Report: Honda e:Ny1 to Drop Terrible Name


report honda e ny1 to drop terrible name

Honda is said to be changing the naming of its electric cars after customers, particularly those in China, found its name to be exceptionally difficult to pronounce. However, they weren’t the only ones. Europeans likewise didn’t appreciate the name, nor the odd choice of punctuation and capitalization that seems to plague some all-electric vehicles.

Your author has a admittedly ludicrous theory that some manufacturers have been giving compliance EVs terrible names because they subconsciously hope that people won’t buy them. This is pure speculation, obviously, and probably incorrect. But it’s difficult to imagine the meetings where they settled on Toyota bZ4X or Honda e:Ny1 ending in anything other than some soft crying.

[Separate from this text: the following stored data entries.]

Issue #436, opened 2016-11-14
Favorites List  


Danogot516:
We should have a "Favourites List" in which we can bookmark our favourite servers so we can easily find them when we want to play in them.

noway421:
It's not like there are many servers nowadays though.

pielover88888:
Let's do what Iceball did - not let the community shrinking impact progress

feikname:
Solved in #465.

PR #465, opened 2016-11-30
Favorite Servers

theunknownxy:
This is a implementation of #436.

TODO
- [x] How to mark favorite servers?
- [x] How to render favorite servers?

### DIFF
--- a/Sources/Gui/MainScreenHelper.h
+++ b/Sources/Gui/MainScreenHelper.h
@@ -62,7 +62,7 @@ namespace spades {
 			int GetNumPlayers() { return numPlayers; }
 			int GetMaxPlayers() { return maxPlayers; }
 			bool IsFavorite() { return favorite; }
-			bool SetFavorite(bool favorite) { this->favorite = favorite; }
+			void SetFavorite(bool favorite) { this->favorite = favorite; }
 		};
 
 		struct MainScreenServerList {
--- a/Sources/Gui/MainScreenHelper.h
+++ b/Sources/Gui/MainScreenHelper.h
@@ -20,6 +20,7 @@
 
 #pragma once
 
+#include <unordered_set>
 #include <vector>
 
 #include <Core/Mutex.h>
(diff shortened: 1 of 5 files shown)


theunknownxy:
Tinting the background of favorite servers looks pretty decent.
Highlighting
Any opinions for the color?

VelocityRa:
Took me a good 10 seconds to notice it, make it more prominent!

feikname:
How about keeping the blue background and changing text color to yellow/gold? Yellow and blue go good together!

 The same color that @VelocityRa used in the Spectator list sounds good to me.
image

theunknownxy:
Here you go:
Yellow!

noway421:
Just say when it's ready as it is now marked as [WIP]. Looks really good.

theunknownxy:
If nobody has any suggestions it's ready. 
Also you can't change labels of your issues if you aren't a collaborator. What about removing the "work-in-progress" label and instead use the convention that prefixing a PR with "WIP: " means it's work in progress?

feikname:
Me and @VelocityRa log in almost everyday to ensure tagging is correct. 

But I have to agree, it's a pain in the ass for people wanting to submit a pull request that they can't change their own tags. The suggestion of modifying the title (or just the contents, really, it's rare to have more than 4 issues pull requests open and it's fast to open and see their status) sounds good to me.

@VelocityRa should we remove the `PR: work-in-progress` label?

Sources/Gui/MainScreenHelper.h
```diff
@@ -59,6 +61,8 @@ namespace spades {
 			int GetPing() { return ping; }
 			int GetNumPlayers() { return numPlayers; }
 			int GetMaxPlayers() { return maxPlayers; }
+			bool IsFavorite() { return favorite; }
+			bool SetFavorite(bool favorite) { this->favorite = favorite; }
```
yvt: `return` is missing in this non-void function. (specified by C++ spec as undefined behavior)

theunknownxy: Oops it's not only undefined behavior, it also makes no sense.

VelocityRa:
@feikname @theunknownxy **WIP:** sounds good to me. Let's ditch the "PR:work-in-progress" label.

feikname:
@VelocityRa done.

yvt:
Thank you for fix. Looks very good.

PR #472, opened 2016-12-03
Fix compilation on newer libstdc++.

theunknownxy:
Newer versions only declare isnan in the std namespace when the cmath header is used.


noway421:
I remember there was similar problem with some builds of MSVC, so this PR brings it closer in terms of support across compilers.

PR #474, opened 2016-12-04
Move building instructions outside README.md

feikname:
This pull moves the building instructions to outside the README.md file. 

The intention is to tidy up the README.md file, making it more clean.

A preview of the results can be seem [here](https://github.com/feikname/openspades/tree/move-building-instructions)


VelocityRa:
Not sure about [this](https://github.com/feikname/openspades/tree/move-building-instructions) tbh.
 
The README should be as helpful as possible without extra clicks IMO, and building instructions is one of the most important things it must contain. We _can_ try and make the building guide more succinct, however. The Windows guide for example can be made smaller by replacing it with the wiki's one (and provide a link to the wiki for the longer one.

feikname:
I think you're right. It seems too empty.

 Not sure if the linux one can be made any smaller tho.

noway421:
Depends on your target. The instruction is mainly for ubuntu (12.02 or was it), for a more fresh distro you wouldn't need to download and compile sdl2 and sdl2_image on your own.

all the "**note**:" are not really needed anymore

there has been some changes to resource loading and paks too, that might open up a way to describe their install into more clear way, but not really sure about that.

PR #485, opened 2016-12-10
Added the Portuguese language and fixed typos on POT and pt_BR

DarkDracoon:
I'm requesting this pull in order of adding support to **Portuguese** language and fixing typos found on **POT** - base language (which caused to change on the other languages) and **pt_BR**.
Additionally, on the JSON that identifies the languages, I've changed "_Portuguese_" to "_Portuguese (Brazil)_" and created the pt_PT.json to identify the _Portuguese (Portugal)_ language.

_PS: There might be things that can be slightly equal between Portuguese (Portugal) and Portuguese (Brazil), since both languages are based from the same language, only the regional changes._

### DIFF
--- a/Resources/Locales/pt_br/openspades.po
+++ b/Resources/Locales/pt_br/openspades.po
@@ -544,7 +544,7 @@ msgstr "Ver."
 #: ../../Scripts/Gui/MainScreen.as:515 ../../Scripts/Gui/MainScreen.as:529
 msgctxt "MainScreen"
 msgid "Loc."
-msgstr "Ling."
+msgstr "Loc."
 
 #: ../../Scripts/Gui/MainScreen.as:767 ../../Scripts/Gui/MainScreen.as:787
 msgctxt "MainScreen"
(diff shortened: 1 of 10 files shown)


Resources/Locales/pt_br/openspades.po
```diff
@@ -544,7 +544,7 @@ msgstr "Ver."
 #: ../../Scripts/Gui/MainScreen.as:515 ../../Scripts/Gui/MainScreen.as:529
 msgctxt "MainScreen"
 msgid "Loc."
-msgstr "Loc."
+msgstr "Ling."
```
feikname: @DarkDracoon "Loc." represents the physical location of the server, not the language.

Also, I am the translator of the pt_br language, thanks for the fixes. Submit a pull request whenever you find something that can be improved :)

DarkDracoon:
Sorry for that. Just corrected the source text and let the **Loc.** be as it was.
I just started looking for code usages after I discovered the code browser on _Poedit_, that's why I didn't see where was **Loc.** being used.

PR #502, opened 2016-12-25
Improved Korean translation

kmsiapps:
* Removed some blanks on the translation to fit original translation.
* Improved some translation with Antialias


yvt:
Thanks!

PR #504, opened 2016-12-25
Improve update-pot.sh and fix #503

### LINKED ISSUE #503: update-pot.sh doesn't include changes in non .cpp files
Proof:
 1. Change any non .cpp file (e.g. `Resources/Scripts/Gui/MainScreen.as`)
 2. Run update-pot.sh
 3. See no changes happen

This happens on bash.

The culprit is the `!#/bin/sh` [shebang](https://en.wikipedia.org/wiki/Shebang_(Unix)), because it forces bash to run on portability mode, which does not support the `+=` syntax for strings concatenation.

feikname:
Changing the [Shebang](https://en.wikipedia.org/wiki/Shebang_(Unix)) to `#!/usr/bin/env bash` also works, as this way bash leaves the compatibility mode and supports the `+=` syntax. However, I think the file readability and the portability are better this way. This pull fixes #503 for me.

I don't know if it works on macOS, but it's very likely.

Please note that the outdated Antialias translations still need to be fixed.

### DIFF
--- a/.gitignore
+++ b/.gitignore
@@ -69,5 +69,6 @@ openspades.mk/
 Sources/Gui/DetailConfigWindow.txt
 Sources/Gui/MainWindow.txt
 
-# Compiled .mo files (translation)
+# Translation files
 *.mo
+.translate.this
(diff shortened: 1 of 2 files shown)


noway421:
Good job on that fix. Although I'd adore `/bin/sh`, in 2017 `bash` would be well enough to rely to in terms of interoperability.

PR #505, opened 2016-12-26
Make translations consistent

feikname:
This make all translations consistent. Changes:
 * Headers are now the same on all translation, with copyright updated to 2016
 * All translations are now updated to match the .pot file, in case a new translator without the knowledge of how to update from catalog tries to translate (it's not specified in the wiki yet)
 * Fixed the issues with oudated Antialias translations because of #503

The changes were tested on GNU/Linux *ElementaryOS 0.4*, everything seems to be fine.


Resources/Locales/pt_br/openspades.po
```diff
@@ -1105,24 +1077,23 @@ msgid ""
...
 msgstr ""
-"Antialias: Habilita uma técnica para melhorar a aparência de bordas de alto "
+"Antialias:Habilita uma técnica para melhorar a aparência de bordas de alto "
 "contraste.\n"
 "\n"
-"MSAA: Executa anti-aliasing gerando uma imagem intermediária de alta "
-"resolução. Têm a melhor aparência, mas pode não funcionar bem com certas "
-"configurações.\n"
+"MSAA: Executa anti-aliasing gerando uma imagem intermediária de alta \"\n"
+"\"resolução. Têm a melhor aparência, mas pode não funcionar bem com certas "
```
yvt: `\"` looks unnecessary here...

feikname: That was not supposed to happen.

PR #506, opened 2016-12-26
Russian translation

ArionWT:
Actual version of Russian translation


ArionWT:
Updated. Shorted some phrases.
[openspades.zip](https://github.com/yvt/openspades/files/673773/openspades.zip)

Officially, the e:N prefix is supposed to stand for the new electric platform that will underpin Honda’s all-electric vehicles in the coming years (watch that change) and the y1 is the model designation. But this is even worse than when companies (e.g. Polestar or Tesla) simply give each model a single number or letter to identify itself. Besides, Honda already has a complete lineup of vehicles with excellent names — making the alphanumeric stuff that more confusing.

Despite nobody really digging the moniker, Honda has told Autocar that it only plans on changing the name of the model in China (as part of a more comprehensive facelift) because that’s where they’re having the most trouble and anticipated the largest sales volumes. But there have been rumors it might see its name change elsewhere, too.

“Customers in China just can’t pronounce it,” explained the source.

From Autocar:

In China, Honda uses either the e:NS1 or e:NP1 name for its small electric SUV, depending on whether the car is made by its joint venture with Dongfeng or that with GAC, while in Europe it uses e:Ny1.

Under the new naming scheme, Honda in China has kept the P and S letters depending on which joint venture builds the car, meaning it could in Europe rename the car the Y1.

Keeping the Y element would also avoid awkward conversions with McLaren or Audi if using the P1 or S1 name.

Audi has been very protective of its naming system, last year forcing Chinese EV maker Nio to change the name of its ES6 and ES8 SUVs on the basis that they sounded too much like S6 and S8.

The new P7/S7 is the first of Honda’s new Ye Series cars, based on a newly developed EV-specific platform. Honda has said it will launch a total of 10 new EVs in China by 2027.

If this sounds confusing, it’s because Honda actually wants to distinguish its all-electric models from the rest of its fleet. The brand believes it can sell EVs in China and simultaneously move EVs upmarket. Frankly, that sounds like an insane gamble if it were being done inside North America. But China sees EV proliferation as the best way to overtake the automotive industry, giving Honda an arguably better chance there.

While other nations have historically dominated the automotive detector, China currently rules the battery market without any direct peers. By doing what it can to pivot the whole world toward all-electric vehicles, it’s putting itself in a good position to become globally relevant in terms of automotive construction. Truth be told, the sheer number of parts suppliers situated within the nation already make China an essential part of most vehicle’s supply chain. However, the Chinese government feels like the path forward is to create global EV brands that will out-compete legacy manufacturers from other countries.

Market conditions have changed quite a bit in recent years as the economy weakened. But most companies still see China as one of the few markets where small, affordable EVs have a chance of turning a profit. Unfortunately, this also meant the market was flooded with those exact types of models — making the segment very competitive with leaner margins than most automakers would have hoped for. Oversupplying has become a problem, meaning Honda is going to need every advantage it can get if it wants to stay in the fight.

Sadly, Autocar stated that the brand is already having difficulties here as loads of Chinese EV brands continue going under. The e:NS2 mid-size hatchback that was recently launched in China is reportedly being sold at a substantial loss and went to market with the naming convention the company is now considering abandoning.

Meanwhile, the relatively small e:Ny1 that also presently sells in the United Kingdom for £39,995 (roughly $50,200 USD at the current exchange rate) is being heavily discounted to ensure the company hits regional emissions targets after opting not to sell the even smaller Honda E. That presumably isn’t solely the result of it having a lackluster name and likely has more to do with the fact that that’s fairly expensive for the segment it’s trying to occupy. That’s something we have seen on our market and more than occasionally.